→ Directions
From the entries below, please output exactly the lines starting at the one containing "Please rebase to" and ending at the one containing "Rebase can't automatically", both included.

BEGIN Data for processing

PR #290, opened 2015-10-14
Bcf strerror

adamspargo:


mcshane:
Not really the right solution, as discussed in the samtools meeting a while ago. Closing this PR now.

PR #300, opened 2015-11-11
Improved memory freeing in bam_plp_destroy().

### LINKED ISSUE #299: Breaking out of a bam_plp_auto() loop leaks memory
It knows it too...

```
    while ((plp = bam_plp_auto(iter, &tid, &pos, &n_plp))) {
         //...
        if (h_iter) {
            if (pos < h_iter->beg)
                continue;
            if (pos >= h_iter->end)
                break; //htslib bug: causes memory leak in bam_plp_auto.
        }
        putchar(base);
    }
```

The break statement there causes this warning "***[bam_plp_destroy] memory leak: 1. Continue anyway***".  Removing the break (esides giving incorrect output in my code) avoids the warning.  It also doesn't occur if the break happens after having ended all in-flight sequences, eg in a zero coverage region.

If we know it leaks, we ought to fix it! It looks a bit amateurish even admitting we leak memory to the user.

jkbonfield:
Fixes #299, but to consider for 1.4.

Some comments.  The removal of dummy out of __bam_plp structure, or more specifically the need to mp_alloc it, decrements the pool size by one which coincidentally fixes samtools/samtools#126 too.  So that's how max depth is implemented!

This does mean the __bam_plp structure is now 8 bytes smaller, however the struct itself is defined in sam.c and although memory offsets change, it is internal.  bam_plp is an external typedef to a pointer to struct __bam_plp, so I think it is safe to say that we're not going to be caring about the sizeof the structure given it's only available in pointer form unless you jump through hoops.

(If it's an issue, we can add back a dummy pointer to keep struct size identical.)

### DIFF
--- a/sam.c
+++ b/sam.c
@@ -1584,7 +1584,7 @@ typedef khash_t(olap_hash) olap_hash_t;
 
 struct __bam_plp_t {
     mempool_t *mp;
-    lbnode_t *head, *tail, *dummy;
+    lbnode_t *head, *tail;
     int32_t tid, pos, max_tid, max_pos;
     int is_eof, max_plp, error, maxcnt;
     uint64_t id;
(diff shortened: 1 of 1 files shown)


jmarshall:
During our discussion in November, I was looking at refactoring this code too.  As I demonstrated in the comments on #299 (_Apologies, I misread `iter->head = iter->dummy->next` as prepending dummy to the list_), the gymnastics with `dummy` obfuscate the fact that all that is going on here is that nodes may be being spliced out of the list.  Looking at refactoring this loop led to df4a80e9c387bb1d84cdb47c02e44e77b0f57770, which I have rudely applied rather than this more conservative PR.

END Data for processing
BEGIN Data for processing

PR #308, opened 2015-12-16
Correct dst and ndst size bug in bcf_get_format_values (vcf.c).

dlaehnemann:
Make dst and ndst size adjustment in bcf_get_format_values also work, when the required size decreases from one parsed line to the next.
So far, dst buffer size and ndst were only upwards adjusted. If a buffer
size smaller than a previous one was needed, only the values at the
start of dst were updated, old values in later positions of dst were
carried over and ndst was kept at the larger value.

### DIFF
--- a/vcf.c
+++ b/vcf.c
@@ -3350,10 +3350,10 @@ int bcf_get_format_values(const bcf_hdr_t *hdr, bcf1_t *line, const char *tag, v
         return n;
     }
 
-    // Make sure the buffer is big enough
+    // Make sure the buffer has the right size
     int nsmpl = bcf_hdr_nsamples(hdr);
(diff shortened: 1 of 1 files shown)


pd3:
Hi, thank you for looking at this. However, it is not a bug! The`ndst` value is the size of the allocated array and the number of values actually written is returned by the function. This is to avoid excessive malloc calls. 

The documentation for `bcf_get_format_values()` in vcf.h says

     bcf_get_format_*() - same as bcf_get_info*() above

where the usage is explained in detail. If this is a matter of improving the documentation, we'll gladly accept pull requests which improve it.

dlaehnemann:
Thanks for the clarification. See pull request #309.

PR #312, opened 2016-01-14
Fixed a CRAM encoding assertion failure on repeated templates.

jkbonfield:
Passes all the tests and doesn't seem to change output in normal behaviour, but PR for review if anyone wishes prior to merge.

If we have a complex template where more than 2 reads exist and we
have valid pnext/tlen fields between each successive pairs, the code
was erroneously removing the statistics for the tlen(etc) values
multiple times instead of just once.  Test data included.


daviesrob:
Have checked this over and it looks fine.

END Data for processing
BEGIN Data for processing

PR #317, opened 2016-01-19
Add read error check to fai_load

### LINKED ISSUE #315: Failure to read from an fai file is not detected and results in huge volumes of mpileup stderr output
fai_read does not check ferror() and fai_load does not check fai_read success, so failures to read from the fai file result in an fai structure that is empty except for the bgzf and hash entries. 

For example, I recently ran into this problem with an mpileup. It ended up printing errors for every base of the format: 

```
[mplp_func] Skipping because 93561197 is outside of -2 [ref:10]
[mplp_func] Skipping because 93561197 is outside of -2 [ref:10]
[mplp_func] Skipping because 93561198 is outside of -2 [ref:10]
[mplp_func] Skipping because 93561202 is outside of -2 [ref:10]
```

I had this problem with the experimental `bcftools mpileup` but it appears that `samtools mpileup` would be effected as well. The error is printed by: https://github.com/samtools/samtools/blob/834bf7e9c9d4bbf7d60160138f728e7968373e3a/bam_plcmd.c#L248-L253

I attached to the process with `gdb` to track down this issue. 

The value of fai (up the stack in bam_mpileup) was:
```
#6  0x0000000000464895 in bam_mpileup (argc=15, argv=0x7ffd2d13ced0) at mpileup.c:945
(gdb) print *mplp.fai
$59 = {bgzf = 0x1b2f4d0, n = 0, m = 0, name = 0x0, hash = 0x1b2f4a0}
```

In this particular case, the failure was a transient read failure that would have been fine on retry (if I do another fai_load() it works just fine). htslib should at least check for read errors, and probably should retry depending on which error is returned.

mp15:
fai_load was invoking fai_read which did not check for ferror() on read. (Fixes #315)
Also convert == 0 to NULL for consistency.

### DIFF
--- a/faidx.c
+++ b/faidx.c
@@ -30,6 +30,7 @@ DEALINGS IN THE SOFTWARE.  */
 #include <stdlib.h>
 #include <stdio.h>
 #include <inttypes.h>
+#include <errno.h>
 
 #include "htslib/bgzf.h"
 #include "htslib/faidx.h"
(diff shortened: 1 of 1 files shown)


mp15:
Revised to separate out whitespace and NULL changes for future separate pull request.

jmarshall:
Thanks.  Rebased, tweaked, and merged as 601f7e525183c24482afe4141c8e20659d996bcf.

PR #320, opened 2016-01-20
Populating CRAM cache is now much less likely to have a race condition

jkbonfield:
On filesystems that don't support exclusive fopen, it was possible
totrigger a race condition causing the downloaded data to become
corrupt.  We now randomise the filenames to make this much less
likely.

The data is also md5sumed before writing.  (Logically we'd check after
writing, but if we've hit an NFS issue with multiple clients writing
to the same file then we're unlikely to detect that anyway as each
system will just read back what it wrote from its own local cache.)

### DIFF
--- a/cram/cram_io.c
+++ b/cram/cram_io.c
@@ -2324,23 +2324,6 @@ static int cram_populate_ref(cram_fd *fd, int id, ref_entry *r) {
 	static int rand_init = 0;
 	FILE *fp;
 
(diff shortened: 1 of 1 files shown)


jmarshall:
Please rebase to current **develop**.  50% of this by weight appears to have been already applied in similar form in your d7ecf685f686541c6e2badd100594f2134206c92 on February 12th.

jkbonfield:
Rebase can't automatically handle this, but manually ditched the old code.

END Data for processing

→ Task solution
Please rebase to current **develop**.  50% of this by weight appears to have been already applied in similar form in your d7ecf685f686541c6e2badd100594f2134206c92 on February 12th.

jkbonfield:
Rebase can't automatically handle this, but manually ditched the old code.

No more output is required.